You would also assume that valuable items, bank and credit cards, and cash inside wallets are often stolen when found, but this is anything but the case. Staff have remarked wallets are virtually always completely left intact with nothing missing when returned to their owners. Not even cash. This is possibly an indication of the remarkable honesty the average Vancouverite holds.

Each year, approximately 30 per cent of the items in the office are reunited with their owners. While this is a relatively high success rate, staff believe there is much room for improvement if more passengers who lose their belongings made an effort to find/report their lost possessions via the office.

What to do if you have lost something

In 2011, excluding over 5,000 umbrellas, nearly 37,000 items were collected and collated by the Lost Property Office. When items are found on the system, they are returned to their respective transit vehicle depots first. The Lost Property Office collects items from the vehicle depots of all three SkyTrain lines (Expo, Millennium, Canada), the bus depots of the Coast Mountain Bus Company, and the SeaBus (it does not collect items from the West Coast Express and the West Vancouver Blue Bus).

It can take up to 2 business days for lost items to be delivered from the various vehicle depots across the region to the Lost Property Office at Stadium-Chinatown Station. Bikes are delivered to the office once a week.

The Lost Property Office has limited space and resources to retain the massive influx of belongings it receives. Bikes and bags are kept for 14 days and everything else for 10 days. On the other hand, wallets and other valuables are held for 30 days while things like identification are sent back to their government agencies. Library books and textbooks are sent back to their respective libraries and schools so that their patrons do not incur [additional] fines and penalties. Unclaimed keys are melted down for security reasons.

Virtually all unclaimed items are donated to various local charities at the end of their short stay at the Lost Property Office. Of special mention, unclaimed prescription glasses are donated to charities in the developing world for recycled use.

Therefore, it is important for passengers who lose their items on transit to report and follow up on their lost belongings immediately after the fact. Given that nearly 70 per cent of items that end up in the office go unclaimed, do not give up!

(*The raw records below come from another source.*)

PR #2670, opened 2023-05-26
Add temporary role for calico-node during namespace migration

MichalFupso:
## Description
Calico fails to upgrade from manifest installation < v3.26 to operator installation > v3.26. 

The failure is caused by the introduction of new service account for cni-plugin. When calico performs upgrade and migration to the operator at the same time, during the migration calico-node looses the ability to create service token for calico-node cni-plugin in the kube-system and the migration fails. For migration we give calico-node ability to create servicetoken in kube-system as prior to v3.26, and remove the ability once all services are migrated to calico-system namespace

## For PR author

- [ ] Tests for change.

## For PR reviewers

- [ ] Appropriate labels:

### DIFF
--- a/pkg/controller/migration/namespace_migration.go
+++ b/pkg/controller/migration/namespace_migration.go
@@ -1,4 +1,4 @@
-// Copyright (c) 2019-2022 Tigera, Inc. All rights reserved.
+// Copyright (c) 2019-2023 Tigera, Inc. All rights reserved.
 
 // Licensed under the Apache License, Version 2.0 (the "License");
 // you may not use this file except in compliance with the License.
@@ -57,6 +57,7 @@ const (
 	typhaDeploymentName          = "calico-typha"
 	nodeDaemonSetName            = "calico-node"
 	kubeControllerDeploymentName = "calico-kube-controllers"
+	calicoNodeMigrationName      = "calico-node-migration"
 
 	k8sServicesEndpointConfigMap = "kubernetes-services-endpoint"
 
@@ -186,6 +187,55 @@ func AddBindingForKubeSystemNode(crb *rbacv1.ClusterRoleBinding) {
 		Kind:     "Group",
 		Name:     "system:nodes",
 	})
+}
+
+// We create a cluster role and cluster role binding to give the kube-system calico-node
+// permissions to create serviceaccount tokens. This is needed to make sure that the down-level calico-node maintains
+// the permissions it needs in order to launch, since the calico-node clusterrole is shared with the
+// operator resource and the operator removes this permission on upgrade (instead
+// delegating this power to the cni-plugin in the calico-system namespace).
+//
+// This logic can likely be removed after Calico v3.35, as we'll no longer need to support upgrading from versions
+// where calico-node needed this permission.
+func ClusterRoleBindingForKubeSystemNode() *rbacv1.ClusterRoleBinding {
+	crb := &rbacv1.ClusterRoleBinding{
+		TypeMeta: metav1.TypeMeta{Kind: "ClusterRoleBinding", APIVersion: "rbac.authorization.k8s.io/v1"},
+		ObjectMeta: metav1.ObjectMeta{
+			Name: calicoNodeMigrationName,
+		},
+		RoleRef: rbacv1.RoleRef{
+			APIGroup: "rbac.authorization.k8s.io",
+			Kind:     "ClusterRole",
+			Name:     calicoNodeMigrationName,
+		},
+		Subjects: []rbacv1.Subject{
+			{
+				Kind:      "ServiceAccount",
+				Name:      "calico-node",
+				Namespace: kubeSystem,
+			},
+		},
+	}
+	return crb
+}
+
+func ClusterRoleForKubeSystemNode() *rbacv1.ClusterRole {
+	role := &rbacv1.ClusterRole{
+		TypeMeta: metav1.TypeMeta{Kind: "ClusterRole", APIVersion: "rbac.authorization.k8s.io/v1"},
+		ObjectMeta: metav1.ObjectMeta{
+			Name: calicoNodeMigrationName,
+		},
+
+		Rules: []rbacv1.PolicyRule{
+			{
+				APIGroups:     []string{""},
+				Resources:     []string{"serviceaccounts/token"},
+				ResourceNames: []string{"calico-node"},
+				Verbs:         []string{"create"},
+			},
+		},
+	}
+	return role
 }
 
 // SetTyphaAntiAffinity updates the Deployment passed in with a PodAntiAffinity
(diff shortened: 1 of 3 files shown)


pkg/controller/migration/namespace_migration.go
```diff
@@ -188,6 +189,47 @@ func AddBindingForKubeSystemNode(crb *rbacv1.ClusterRoleBinding) {
 	})
 }
 
+func AddClusterRoleBindingForKubeSystemNode() *rbacv1.ClusterRoleBinding {
```
rene-dekker, line 192: nit: The word add is unnecessary for the func name.
Maybe it would be good to explain in a comment that this is needed during migrations.

rene-dekker (approved):
lgtm

pkg/controller/migration/namespace_migration.go
mgleung: +1 on adding a comment to explain that this and the cluster role below is only used for migrations.

pkg/controller/migration/namespace_migration.go
```diff
@@ -746,3 +791,16 @@ func (m *CoreNamespaceMigration) removeNodeLabel(ctx context.Context, nodeName,
 		return true, nil
 	})
 }
+
+// remove temporary ClusterRole and CLusterRoleBinding that gives calico-node permission to create servicetoken in kube-system
+func (m *CoreNamespaceMigration) deleteTemporaryCalicoNodeClusterRole(ctx context.Context) error {
+	err := m.client.RbacV1().ClusterRoleBindings().Delete(ctx, calicoNodeMigrationName, metav1.DeleteOptions{})
+	if err != nil {
+		return err
```
mgleung, line 799: Instead of exiting here, can we collect the errors in a slice and return the errors at the end of this function? As is, if something prevents the role binding from being deleted, we will not delete the cluster role.

pkg/controller/migration/namespace_migration.go
caseydavenport: I do think we need a big comment explaining why this service account is needed, since it's not obvious why we create / delete it, and when it can be removed (i.e., we no longer need this after Calico v3.30, as we'll no longer need to support upgrade from much earlier versions, right?).

e.g.,

>// We create a cluster role and cluster role binding to give the kube-system calico-node permissions to create serviceaccount tokens. This is needed to make sure that the down-level calico-node maintains the permissions it needs in order to launch, since the calico-node clusterrole is shared with the operator resource and the operator removes this permission on upgrade (instead delegating this power to the cni-plugin in the calico-system namespace).
>//
>// This logic can likely be removed after Calico v1.30, as we'll no longer need to support upgrading from versions
>// where calico-node needed this permission.

tmjd: In the example comment you have "Calico v1.30" I assume you mean "Calico v3.30". I'm not sure I agree with getting rid of this until we know that we can't support a migration from v3.25.1, otherwise we're unnecessarily limiting a migration when we don't need to limit it.

pkg/render/node.go
```diff
@@ -231,6 +231,11 @@ func (c *nodeComponent) Objects() ([]client.Object, []client.Object) {
 		objs = append(objs, certificatemanagement.CSRClusterRole())
 	}
 
+	if c.cfg.MigrateNamespaces {
+		objs = append(objs, migration.AddClusterRoleForKubeSystemNode())
```
tmjd, line 235: To clean these up, you should add an `else` statement to this code and add the ClusterRole and ClusterRoleBinding to the list of `objsToDelete`.

pkg/render/node.go
```diff
@@ -819,6 +824,11 @@ func (c *nodeComponent) clusterAdminClusterRoleBinding() *rbacv1.ClusterRoleBind
 				Name:      CalicoNodeObjectName,
 				Namespace: common.CalicoNamespace,
 			},
+			{
+				Kind:      "ServiceAccount",
```
tmjd, line 828: Is this needed for the migration or is this unrelated to the migration issue?
If it is needed for the migration then we should conditionally add this when NamespaceMigration is true.
If this isn't related to the migration I would suggest splitting it to another PR or at least in a separate commit so if we do revert the NamespaceMigration changes in the future we don't revert this accidentally.

pkg/controller/migration/namespace_migration.go
```diff
@@ -252,6 +294,9 @@ func (m *CoreNamespaceMigration) Run(ctx context.Context, log logr.Logger) error
 	if err := m.deleteKubeSystemServiceEndPointConfigMap(ctx, log); err != nil {
 		return fmt.Errorf("failed to delete kube-system k8sServicesEndpoint ConfigMap: %s", err.Error())
 	}
+	if err := m.deleteTemporaryCalicoNodeClusterRole(ctx); err != nil {
```
tmjd, line 297: This shouldn't be needed with my recommended change in `pkg/render/node.go`.

tmjd (commented):
Thank you. Looking good, just a few comments.

tmjd (changes requested):
I'm adding a review as request changes to make sure the changes I raised in my review are addressed before merging this.

pkg/controller/migration/namespace_migration.go
caseydavenport: Yep, v3.30 :facepalm: 

But yeah, we can set that target for whatever we want. We should set it now though so that this code isn't just lying around forever, since it doesn't need to be. If you want to make it v3.35 that's fine too.

pkg/render/node.go
MichalFupso: It is needed during the migration for the new service account, but it is also needed for operator installation in the future. It's been split into it's own commit as you recommended

caseydavenport: I'm not sure I understand this change either (mostly because I'm not familiar with what this binding does).

Could you explain why this is needed long-term for the CNI plugin?

pkg/render/node.go
MichalFupso: I don't think that will work in the same way that we need. The role is only needed if we are migrating from the kube-system to calico-system namespace. It's no longer needed after the migration. Adding the `else` would try to remove non-existing `ClusterRole` and `ClusterRoleBinding `if resources are already in calico-system namespace

pkg/render/node.go
MichalFupso: The calico-cni-plugin accesses directories on the container host, without this role it's not allowed to do so on MKE.

caseydavenport: Hm. CNI plugin has needed to access directories on the host for a long long time. Have we needed this all of that time and it has just never worked? Or has something recently changed that resulted in needing this permission?

caseydavenport: OH nevermind, it previously used the calico-node serviceaccount and so it just worked. Got it!

pkg/render/node.go
tmjd: As I mentioned I expect that always returning the special ClusterRole and ClusterRoleBinding should be fine to do when the namespace migration is not needed (finished).

tmjd (approved):
LGTM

There are three methods for reporting/hunting down your lost items:

  1. Fill out this online form at TransLink’s website.
  2. Call the Lost Property Office at 604-953-3334.
  3. Visit TransLink’s Lost Property Office (590 Beatty Street, Vancouver) located inside SkyTrain’s Stadium-Chinatown Station during office hours (Monday to Friday, from 8:30 a.m. to 5 p.m.). 

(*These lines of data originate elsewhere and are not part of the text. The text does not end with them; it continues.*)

PR #2678, opened 2023-05-30
Anomaly detection jobs should query Linseed

asincu:
## Description

Migrate anomaly detection to use Linseed instead of es-gateway. In order to access Linseed, we need:
- x509 certificate and private pair and Linseed ca (to establish mTLS connection), populated using env variables:
LINSEED_CLIENT_CERT, LINSEED_CLIENT_KEY, LINSEED_CA 
- service account token mounted inside the ad-detector pod, using environment variable LINSEED_TOKEN
- Linseed k8s service, using environment variable LINSEED_URL
- RBAC at cluster level to read flowlogs, dnslogs, l7logs and create events
- rules in network policy to allow access to Linseed

Acess via es-gateway is deprecated.

## For PR author

- [ ] Tests for change.

## For PR reviewers

- [ ] Appropriate labels:

### DIFF
--- a/pkg/render/intrusion_detection.go
+++ b/pkg/render/intrusion_detection.go
@@ -236,7 +236,9 @@ func (c *intrusionDetectionComponent) Objects() ([]client.Object, []client.Objec
 			c.adDetectorServiceAccount(),
 			c.adDetectorSecret(),
 			c.adDetectorAccessRole(),
+			c.adDetectorAccessClusterRole(),
 			c.adDetectorRoleBinding(),
+			c.adDetectorClusterRoleBinding(),
 		)
 		adObjs = append(adObjs, c.adDetectorPodTemplates()...)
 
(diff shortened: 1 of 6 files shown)


pkg/render/intrusion_detection.go
```diff
@@ -1760,6 +1810,26 @@ func (c *intrusionDetectionComponent) getBaseADDetectorsPodTemplate(podTemplateN
 			Name:  "FIPS_MODE_ENABLED",
 			Value: operatorv1.IsFIPSModeEnabledString(c.cfg.Installation.FIPSMode),
 		},
+		{
+			Name:  "LINSEED_URL",
+			Value: relasticsearch.LinseedEndpoint(c.SupportedOSType(), c.cfg.ClusterDomain),
+		},
+		{
+			Name:  "LINSEED_CA",
```
rene-dekker, line 1818: I think the variable names could be improved upon:
LINSEED_CA -> LINSEED_CERT (We happen to mount a CA bundle, but it is used to validate Linseed's cert)
LINSEED_CLIENT_CERT -> TLS_CRT (This is not specific to linseed, it is the tls keypair of intrusion detection pods)
LINSEED_CLIENT_KEY -> TLS_KEY

asincu: I understand, but I would rather keep it consistent across components. These are the names we have been using in our configurations for all components and in the Linseed client.

rene-dekker (approved):
lgtm

rene-dekker (approved):
lgtm

PR #2684, opened 2023-06-02
Remove tigera-prometheus-api deployment that may have been installed …

rene-dekker:
I tested this by installing an nginx deploy in the tigera-prometheus ns, since it was not feasible to go all the way from a v1.23 cluster to master due to k8s incompatibilities.
Seems harmless enough though.


tmjd (approved):
LGTM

Special thanks and appreciation to Nora and the staff of the Lost Property Office for giving Vancity Buzz a tour of their operations, and to Robert and Jhenifer at TransLink’s Buzzer Blog for organizing the tour.

Written by Kenneth Chan, a Columnist at Vancity Buzz, with photography by Gabriel Lam at Pinetree Creative. Follow Kenneth on Twitter: @kjmagine

Treasures of the Lost Property Office

Just about anything has ended up at the Lost Property Office – from the imaginable to the absolutely surreal and unimaginable, which includes things such as false teeth and horrific science experiments. Last year, staff accepted what looked like an innocent fish tank, only to return the following Monday to see baby spiders had hatched inside the tank. The most common items, however, are umbrellas and gloves (which are separated into different containers indicating the depots they were sent; hence, where in the transit system they were found).

At first glance, we thought someone lost their Oscar award.

False teeth, both actual and a model.

Just one of many containers of mobile phones.

Musical instruments are lost too.

Handbags, lunchbags, and even one pair of ice skates.

Racks of backpacks.

A wall for coats.

Tubs of gloves, mittens, and purses.

Drawers of prescription glasses and sunglasses.

Shopping bags, canes, backpacks, hats, umbrellas, and much more.

Drawers of wallets.

Boxes of books.

Some of the bikes collected. Bikes are frequently left on the bus bike racks, a common occurrence when bike riders leave through the back doors instead of the front doors.